Credit: Margot Schulman

We know D.C. Get our free newsletter to stay in the know.

The human brain can only preserve events for so long before forgetfulness takes hold or people die, taking their memories with them. With the invention of writing, history was born, and events could be remembered so long as the clay tablets, papyrus, vellum, paper, or microfiche could be found. In this era, old news articles, blog posts, and social media feeds can persist in perpetuity without any scholarly apparatus sorting the accurate from the spurious, the important from the irrelevant.

Sharyn Rothstein’s Right to Be Forgotten, now making its world premiere at Arena Stage, opens with Sarita Imari (Shubhangi Kuchibhotla) on a coffee date. She likes the guy (John Austin). Then, he reveals that his name is not “Arthur Rimbaud” but Derril Lark, and that if she were to Google his name, she would find a blog that recounts how a decade prior, as an awkward 17-year-old, he misinterpreted his classmate Eve Selinsky’s (Guadalupe Campos) willingness to stand up against his bullies as a romantic connection. He thought he was “besotted;” she thought he was a stalker. Despite stopping the moment adults told him to, his name persists as a meme attached to things he’s never done and places he’s never been.

In the European Union, courts and parliaments have adopted a “right to be forgotten,” a way for the rehabilitated and exonerated to recover their reputations by having stories delisted from search engines. In the United States, though some news agencies consider petitions to scrub their online archives of personal identifiers, the First Amendment is interpreted as denying the right to be forgotten.

Attorney Marta Lee (Melody Butiu) sees the potential to advance the cause for this right and takes Derril’s case, involving her in drama with Silicon Valley lobbyist Annie Zahirovic (Rachel Felstein) and State Attorney General Alvaro Santos (Edward O’Blenis). There’s nothing like a lobbyist, an AG, and public advocate to flatter District audiences.

Like many new plays that are developed at the nation’s better-funded, world-premiere fetishizing theaters, Right to be Forgotten shows evidence that it was scheduled before there was a script. Despite a handful of zingers, Rothstein’s script is didactic and possesses the generic dialogue and characterization of a televised legal drama. Rothstein has written or co-written 10 episodes of USA Network’s Suits and one can’t help but wonder if this play did not originate as a pitch to the showrunners.
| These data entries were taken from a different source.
PR #258, opened 2020-07-29
SLI-300 Highlight first flow when selecting an issue

damien-urruty-sonarsource:


src/main/java/org/sonarlint/intellij/editor/SonarLintHighlighting.java
```diff
@@ -73,47 +68,46 @@ private void stopBlinking() {
...
-    HighlightInfo primaryInfo = createHighlight(rangeMarker, message);
-
-    List<HighlightInfo> infos = flows.stream()
-      .flatMap(f -> f.locations().stream()
+  public void highlightIssue(LiveIssue issue) {
+    RangeMarker issueRange = issue.getRange();
+    if (issueRange == null) {
+      return;
+    }
+    List<HighlightInfo> highlights = issue.flows().stream().findFirst()
```
henryju: Remember the special case of issues having only flows with a single location (like cognitive complexity). Here all (single) locations of all flows should be highlighted.

src/main/java/org/sonarlint/intellij/issue/LiveIssue.java
```diff
@@ -208,6 +209,19 @@ public void setType(@Nullable String type) {
     return flows;
   }
 
+  public String getFlowsDescription() {
```
henryju, line 212: Maybe this could be cached to avoid recomputing it every time the annotator runs?

src/main/java/org/sonarlint/intellij/editor/SonarLintHighlighting.java
```diff
@@ -73,55 +68,65 @@ private void stopBlinking() {
...
+    updateHighlights(createFlowHighlights(flow), flow.locations().get(0).location().getDocument());
+  }
 
-    infos.add(primaryInfo);
+  public void highlightIssue(LiveIssue issue) {
+    RangeMarker issueRange = issue.getRange();
+    if (issueRange == null) {
+      return;
+    }
+    List<HighlightInfo> highlights = issue.flows().stream().findFirst().map(SonarLintHighlighting::createFlowHighlights).orElse(new ArrayList<>());
```
henryju, line 84: Only `findFirst` when there are more than one location per flows.

PR #261, opened 2020-08-05
SLI-428 Display secondary location indexes in editor

damien-urruty-sonarsource:


damien-urruty-sonarsource:
Hey guys, could you also test it please ? Thanks!

damien-urruty-sonarsource:
Thanks a lot @jblievremont for fixing the rounded corners and for improving the dark theme!

I had seen the antialising option but hadn't tested it. Actually there is something in the IntelliJ API about this: `com.intellij.util.ui.GraphicsUtil.setupAntialiasing`. I don't know if it does the same thing though, but maybe this could simplify a bit ?

jblievremont:
Good catch! Actually, `setupAntialiasing` only enables font AA. However, I made good use of `com.intellij.util.ui.GraphicsUtil#setupRoundedBorderAntialiasing` which does what it says on the tin :smile:

PR #262, opened 2020-08-06
SLI-433 Relax search criteria in rule configuration filter

jblievremont:
I made sure that:
- search by rule key finds the exact rule (to avoid breaking the link in the rule description)
- all terms from the search criterion match (AND search)
- sub-words are matched (e.g "null" will match "nullpointerexception", "notnull", "nullable")


damien-urruty-sonarsource:
Tested :+1:

PR #271, opened 2020-09-01
SLI-388 Protect against duplicate file submission in case of problematic module setup

jblievremont:


damien-urruty-sonarsource (approved):
Tested on IntelliJ CE 2020.2 :+1:

PR #272, opened 2020-09-02
SLI-437 Project exclusion filters settings are never loaded after restart

damien-urruty-sonarsource:


damien-urruty-sonarsource:
@jblievremont could you have a look please and also test it ?

Classes that manage persistence were both services and state holders. At first I did split them and had the impression that it fixed the bug. It was not the case, the real fix is just a one-liner but I decided to keep separate classes for services and states as it is cleaner IMO. I also simplified the way we access them.

damien-urruty-sonarsource:
FYI @henryju @kirill-knize-sonarsource, the last commit which contains the real fix shows what should be avoided in state classes for persistence

src/main/java/org/sonarlint/intellij/messages/GlobalConfigurationListener.java
```diff
@@ -21,6 +21,7 @@
 
 import com.intellij.util.messages.Topic;
 import java.util.List;
+
```
jblievremont, line 24: Nitpick: unneeded change

src/main/java/org/sonarlint/intellij/config/Settings.java
```diff
@@ -0,0 +1,45 @@
...
+import org.sonarlint.intellij.config.global.SonarLintGlobalSettings;
+import org.sonarlint.intellij.config.global.SonarLintGlobalSettingsStore;
+import org.sonarlint.intellij.config.module.SonarLintModuleSettings;
+import org.sonarlint.intellij.config.module.SonarLintModuleSettingsStore;
+import org.sonarlint.intellij.config.project.SonarLintProjectSettings;
+import org.sonarlint.intellij.config.project.SonarLintProjectSettingsStore;
+
+import static org.sonarlint.intellij.util.SonarLintUtils.getService;
+
+public class Settings {
```
jblievremont, line 33: Since this class only exposes static stuff, I think it should have a private "no-op" constructor.

src/main/java/org/sonarlint/intellij/config/Settings.java
```diff
@@ -0,0 +1,45 @@
...
+  public static SonarLintModuleSettings getSettingsFor(Module module) {
+    return getService(module, SonarLintModuleSettingsStore.class).getState();
+  }
+
+  public static SonarLintProjectSettings getSettingsFor(Project project) {
```
jblievremont, line 38: :+1:

src/main/java/org/sonarlint/intellij/config/Settings.java
```diff
@@ -0,0 +1,45 @@
...
+    return getService(project, SonarLintProjectSettingsStore.class).getState();
+  }
+
+  public static SonarLintGlobalSettings getGlobalSettings() {
```
jblievremont, line 42: :+1:

jblievremont (approved):
LGTM :+1: tested in IC 2020.1 and IU 2020.2!

src/main/java/org/sonarlint/intellij/messages/GlobalConfigurationListener.java
damien-urruty-sonarsource: :+1:

src/main/java/org/sonarlint/intellij/config/Settings.java
damien-urruty-sonarsource: I know that this is a common convention among SonarSourcers, it is also raised as a major code smell by next. I usually don't like this convention, for 3 reasons:
* adding a private constructor results in dead code, it is inserted "just in case", so it should not be here. As an exception maybe I can see the point of inserting a private constructor when it's a public API, here it's just internal stuff
* I usually expect people to understand that it's a utility class when all the methods are static. At least personally I don't feel the need to have a private constructor with a comment to explain it
* anyway if you misunderstand and instantiate the class, you can't do anything with it. You basically have a raw object

It could be an opportunity to talk about it on Discuss! 
That said I guess I need to apply the convention anyway

jblievremont: This might be an argument in favor of a switch to e.g Kotlin: first class functions, instead of utility class methods.

PR #274, opened 2020-09-04
SLI-420 Use latest blocker icon from sonar-ui-common

jblievremont:


damien-urruty-sonarsource (approved):
Tested on IntelliJ 2020.2 CE :+1:

PR #275, opened 2020-09-08
SLI-416 Show notification link on same line as message

jblievremont:


damien-urruty-sonarsource (approved):
Tested on CE 2020.2 :+1:

PR #278, opened 2020-09-22
SLI-451 Simplify test file detection

henryju:
Based on a discussion on the JB slack channel.


henryju:
I have tested a Java/Maven project in IDEA. If you have the opportunity to test with other languages/other flavors, please do :)

jblievremont:
Will test with PHP.

On a broader note: this is going to be fun with languages like Rust where the test code is in the same _files_ as production code :innocent:

jblievremont (approved):
Tested in PhpStorm 2020.2.1 on code tested with PhpUnit.

Test source file was correctly classified as test, on-the-fly analysis did not raise any issue, but "analyze all files" correctly raised a test-related issue - maybe a side effect of the symbol table.

LGTM! :+1:

PR #279, opened 2020-09-23
Node.js requirement

henryju:
Better support for Node.js and JRE requirements

### DIFF
--- a/src/main/java/org/sonarlint/intellij/core/AnalysisRequirementNotifications.java
+++ b/src/main/java/org/sonarlint/intellij/core/AnalysisRequirementNotifications.java
@@ -54,6 +54,10 @@ public class AnalysisRequirementNotifications {
     // NOP
   }
 
+  public static void resetCachedMessages() {
+    alreadyNotified.clear();
+  }
+
   public static void notifyOnceForSkippedPlugins(AnalysisResults analysisResults, Collection<PluginDetails> allPlugins, Project project) {
     Set<Language> attemptedLanguages = new HashSet<>(analysisResults.languagePerFile().values());
     attemptedLanguages.forEach(l -> {
--- a/src/main/java/org/sonarlint/intellij/core/AnalysisRequirementNotifications.java
+++ b/src/main/java/org/sonarlint/intellij/core/AnalysisRequirementNotifications.java
@@ -24,25 +24,96 @@ import com.intellij.notification.Notification;
 import com.intellij.notification.NotificationGroup;
 import com.intellij.notification.NotificationListener;
 import com.intellij.notification.NotificationType;
+import com.intellij.openapi.options.ShowSettingsUtil;
 import com.intellij.openapi.project.Project;
 import com.intellij.openapi.wm.ToolWindow;
 import com.intellij.openapi.wm.ToolWindowManager;
 import com.intellij.ui.content.Content;
 import com.intellij.ui.content.ContentManager;
+import java.util.Collection;
+import java.util.HashSet;
+import java.util.Optional;
+import java.util.Set;
+import javax.annotation.Nullable;
 import javax.swing.event.HyperlinkEvent;
 import org.jetbrains.annotations.NotNull;
+import org.sonarlint.intellij.config.global.SonarLintGlobalConfigurable;
 import org.sonarlint.intellij.ui.SonarLintToolWindowFactory;
+import org.sonarsource.sonarlint.core.client.api.common.Language;
+import org.sonarsource.sonarlint.core.client.api.common.PluginDetails;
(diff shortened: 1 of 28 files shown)


src/main/java/org/sonarlint/intellij/core/AnalysisRequirementNotifications.java
```diff
@@ -24,25 +24,96 @@
...
+import org.sonarsource.sonarlint.core.client.api.common.PluginDetails;
+import org.sonarsource.sonarlint.core.client.api.common.SkipReason;
+import org.sonarsource.sonarlint.core.client.api.common.analysis.AnalysisResults;
 
 public class AnalysisRequirementNotifications {
 
-  private static final NotificationGroup ANALYSIS_PROBLEM_GROUP = NotificationGroup.balloonGroup("SonarLint: Analysis Requirement");
+  private static final NotificationGroup ANALYZER_REQUIREMENT_GROUP = NotificationGroup.balloonGroup("SonarLint: Analyzer Requirement");
+
+  private static final Set<String> alreadyNotified = new HashSet<>();
```
jblievremont, line 51: This means that users will have to reload SonarLint / restart the IDE to have the checks performed again, right?

Let's imagine someone has the warning about Node, installs it while the IDE is running (e.g with a package manager that puts it on the `$PATH`); then technically the requirement is met, but SonarLint will only notice it on restart.

I believe we have to either:
- mention that the IDE must be restarted in the message about Node
- make sure to clean this cache when the path to Node is updated in the settings

src/main/java/org/sonarlint/intellij/core/AnalysisRequirementNotifications.java
```diff
@@ -24,25 +24,96 @@
...
+              runtimeRequirement.getMinVersion(), l.getLabel(), runtimeRequirement.getCurrentVersion());
+            createNotificationOnce(project, title, content, new NotificationListener.UrlOpeningListener(true));
+          } else if (runtimeRequirement.getRuntime() == SkipReason.UnsatisfiedRuntimeRequirement.RuntimeRequirement.NODEJS) {
+            StringBuilder content = new StringBuilder(String.format("SonarLint requires Node.js runtime version %s or later to analyze %s code.", runtimeRequirement.getMinVersion(), l.getLabel()));
+            if (runtimeRequirement.getCurrentVersion() != null) {
+              content.append(String.format(" Current version is %s.", runtimeRequirement.getCurrentVersion()));
+            }
+            content.append("<br>Please configure the Node.js path in the <a href=\"#edit-settings\">SonarLint settings</a>.");
```
jblievremont, line 74: I guess the new settings will come in another PR?

src/main/java/org/sonarlint/intellij/core/ProjectBindingManager.java
```diff
@@ -68,14 +68,14 @@ public synchronized SonarLintFacade getFacade(boolean logDetails) throws Invalid
...
     SonarLintConsole console = SonarLintUtils.getService(myProject, SonarLintConsole.class);
     if (projectSettings.isBindingEnabled()) {
-      String serverId = projectSettings.getServerId();
+      String connectionId = projectSettings.getServerId();
       String projectKey = projectSettings.getProjectKey();
-      checkBindingStatus(notifications, serverId, projectKey);
+      checkBindingStatus(notifications, connectionId, projectKey);
       if (logDetails) {
-        console.info(String.format("Using configuration of '%s' in server '%s'", projectKey, serverId));
+        console.info(String.format("Using connection '%s' for project '%s'", connectionId, projectKey));
```
jblievremont, line 75: :+1:

jblievremont (approved):
Looks good on the functional side, see my comments about the "cache" of checks + settings declaration.

src/main/java/org/sonarlint/intellij/core/AnalysisRequirementNotifications.java
henryju: Cache cleaned in the next commit, when the setting is updated

src/main/java/org/sonarlint/intellij/core/AnalysisRequirementNotifications.java
henryju: in fact I added it to the same PR, sorry if it makes the review more difficult

henryju:
@jblievremont there is the latest changes added in the last commits. To ease testing you can update the embedded SonarJS plugin to 6.5.0.13345 (thanks to https://github.com/SonarSource/SonarJS/pull/2172)

jblievremont (approved):
LGTM :+1:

The characters’ backstories, for example, are weirdly inconsequential: Only Eve’s work as a middle school art teacher seems to inform her actions in this drama. Annie’s family fled from Sarajevo to America when she was 10, but is her family Bosniak, Croat, Serb, Jewish, or mixed? We only know that one of her similarly resettled neighbors in Utica, New York, was extradited for war crimes after he was discovered to have concealed his membership in a Serbian militia. Given the actual case history of the right to be forgotten in Europe, it seems hyperbolically insincere that this forms the basis for her opposition. Likewise, Derril’s Ph.D. candidacy in literature seems mostly an indulgence to Arena dramaturg Jocelyn Clarke’s enthusiasm for Russian poets who were persecuted under the Soviets. (Derril quotes Osip Mandelstam, while in last year’s Kleptocracy Vladimir Putin was an aficionado of Daniil Kharms.) Neither the terrors of Joseph Stalin nor Radovan Karadžić (both poets) are tied to the plot in a meaningful way.

Though the dialogue repeatedly refers to her as “weird,” Sarita never develops beyond a stock love interest. Her only eccentricity is the habit of vocalizing her otherwise banal internal monologues about confused feelings. Ivania Stack’s costumes provide some of the characterization that the script fails to do, clothing Sarita in a colorful, multi-patterned wardrobe. Marta, meanwhile, dons a collection of jackets that are as idiosyncratic as court appearances allow.

Paige Hathaway’s set design, a minimalist architecture of white squares, rectangles, and cubes that contrast to the basket-weave back wall of Arena’s Kogod Cradle, provides a glorious set of surfaces, both flat and curved, for Shawn Duan’s projections. A balcony ledge becomes a search bar or a tweet. Eve’s art room becomes a colorful display of student work. Trees are fragmented into high-and-low-resolution images, while the audience is immersed in an undulating flow of ones-and-zeros, code, and hashtags to the accompaniment of Andre Pluess’ old-school electronic score of bleeps, bloops, and arpeggio loops.

Those design elements are nice, but they can’t salvage Rothstein’s work. Under the First Amendment, American audiences do not have the right to better plays.